Penso anche io a qualche problema con il dma o con lo swap!!

In fase di compilazione con 256MB di ram lo swap lo usa parecchio!!

Cià

----------

## _jd

dma attivato regolarmente, swap di 512Mb, ma controllavo con top e ne usava quasi niente, il processore era usato al 50%, il filesystem è ext3...ho notato che scaldava tanto ed essendo un notebook non è che ci si può fare molto...cmq per i 14 pacchetti di kde ( non solo kdelibs, ma tutto, da arts, fino a quanta...) facendo una media di 3 ore ciascuno non vado lontano dalle mie 43-44 ore, se la matematica non è un opinione...mi stupisce di più mozilla...che risulta proprio lento come già detto

----------

## Gandalf98

Installa genlop, così puoi fare un confronto diretto dei tempi!! tieni presente che io ho compilato con KDE avviato!!!

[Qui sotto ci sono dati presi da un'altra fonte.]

PR #705, opened 2023-11-16
plugins/efmls-configs: Improve tool installation

traxys:
This adds a few missing tools, and adds the following behaviours: 
- Warning when selecting a tool nixvim is not able to install (it is either too new and was not added, or not packaged in nixpkgs)
- Allow to override tool packages (this is usefull for example for `mdformat` that can have plugins added to it)

### DIFF
--- a/plugins/lsp/language-servers/efmls-configs.nix
+++ b/plugins/lsp/language-servers/efmls-configs.nix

Tieni presente che ci sono anche pacchetti come 

kdetoys (9minuti) 

kdeutils (20minuti) 

kdeadmin (14minuti)

arts (9minuti)!!!!

Mi stupisce il fatto che il processore era utilizzato al 50%, io in fase di compilazione sono al 98-100%!! Non hai mica qualche opzione tipo speedstep, powernow o simili?

----------

## _jd

coscientemente non ho alcuna di queste opzioni attivate poi non so se da solo le attiva boh, cmq ritengo che la lentezza sia dovuta all'eccessivo riscaldamento, la ventola partiva ogni 5 min....trattasi di un notebook toshiba la cui gestione del power è un pò delicata, può essere che sia mal configurato acpi o che so io...boh

----------

## Gandalf98

C'è un thread simile nel forum internazionale!!

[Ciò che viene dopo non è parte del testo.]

PR #709, opened 2023-11-17
tests: Install all efmls-configs tools

traxys:
This requires to pass the efmls-configs file to the derivation helpers, if we try to import it from the test file directly it fails.

We then look into the types to find the available languages & corresponding tools, to enable them all.

We then filter out the broken tools or the unpackaged tools, in order to detect more easily the introduction of future tools.

### DIFF
--- a/tests/test-sources/plugins/lsp/efmls-configs.nix
+++ b/tests/test-sources/plugins/lsp/efmls-configs.nix
@@ -1,6 +1,65 @@
-{
+{efmls-options, ...}: {
   empty = {
     plugins.efmls-configs.enable = true;
+  };
+
+  all = {
+    plugins.efmls-configs = let
+      options = efmls-options.options.plugins.efmls-configs;
+      # toolOptions is an attrsets of the form:
+      # { <lang> = { linter = tools; formatter = tools; }; }
+      # Where tools is the option type representing the valid tools for this language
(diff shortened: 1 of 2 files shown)


tests/test-sources/plugins/lsp/efmls-configs.nix
```diff
@@ -1,8 +1,50 @@
...
+        "xo"
+      ];
+
+      toolsFromOptions = opt:
+        builtins.filter (t: !builtins.elem t (brokenTools ++ unpackaged))
+        opt.type.nestedTypes.right.nestedTypes.elemType.nestedTypes.left.functor.payload;
+    in {
+      enable = true;
+
+      setup = builtins.mapAttrs (_: builtins.mapAttrs (_: toolsFromOptions)) toolOptions;
```
GaetanLepage, line 44: I wouldn't mind having either (or both) a little clearer implementation (yet more verbose) or some comments to explain what is going on.
(Especially for the `setup` line).

traxys: Done! I agree that it's better, finding the correct invocation was a lot of `pkgs.lib.debug.traceSeqN`

GaetanLepage (approved):
Good !

PR #716, opened 2023-11-18
neo-tree: add window.mappings to document_symbol

andrevmatos:
In current code, `filesystem.window.mappings`, when set, became `filesystem.window.mappings.mappings`.
`document_symbol` can also receive its own custom mappings.


traxys:
I prefered the solution in #725 (sorry for taking too long to review this one). Though that PR does not handle the `document_symbol` mappings, so if you could rebase only including that?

https://forums.gentoo.org/viewtopic.php?t=106026

Cià

----------

## almafer

 *_jd wrote:*   

>  le flags sono standard, -O3, -mcpu=pentium4, insomma quelle che ci sono nel make.conf di default

 

non è che sono queste che non vanno bene? se non erro si consiglia di ottimizzare per pentium3

----------

## Gandalf98

era un bug di gcc3.2.1, con le versioni successive dovrebbero aver risolto il problema!!

Cià

----------

## Sparker

 :Cool: 

 * kde-base/kdebase

Merged   at Sun Nov  2 13:17:36 2003    (kdebase-3.1.4)

       merge time: 1 hour, 52 minutes and 43 seconds.

 * kde-base/kdelibs

     Merged   at Sun Nov  2 15:13:58 2003    (kdelibs-3.1.4)

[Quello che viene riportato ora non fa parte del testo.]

Issue #707, opened 2023-11-17
nixvim standalone broken after staging-next 2023-10-26


andrevmatos:
**Nixpkgs channel**: master

## Description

       merge time: 1 hour, 38 minutes and 50 seconds.

Athlon Thunderbid 1400Mhz gcc 3.3.2 -O2  :Cool: 

(beh, niceness -20 e il pc non faceva altro...)

----------

## Gandalf98

 *Sparker wrote:*   

> Athlon Thunderbid 1400Mhz gcc 3.3.2 -O2 
> 
> (beh, niceness -20 e il pc non faceva altro...)

 

 Volevo ben vedere con niceness -20 fa fatica a scrivere da console!!!!

 :Very Happy: 

----------

## paolo

Ho un 2410-303 ma non ho compilato quella roba lì  :Smile: 

Magari ti puoi regolare con qualcosa di simile che forse abbiamo entrambi...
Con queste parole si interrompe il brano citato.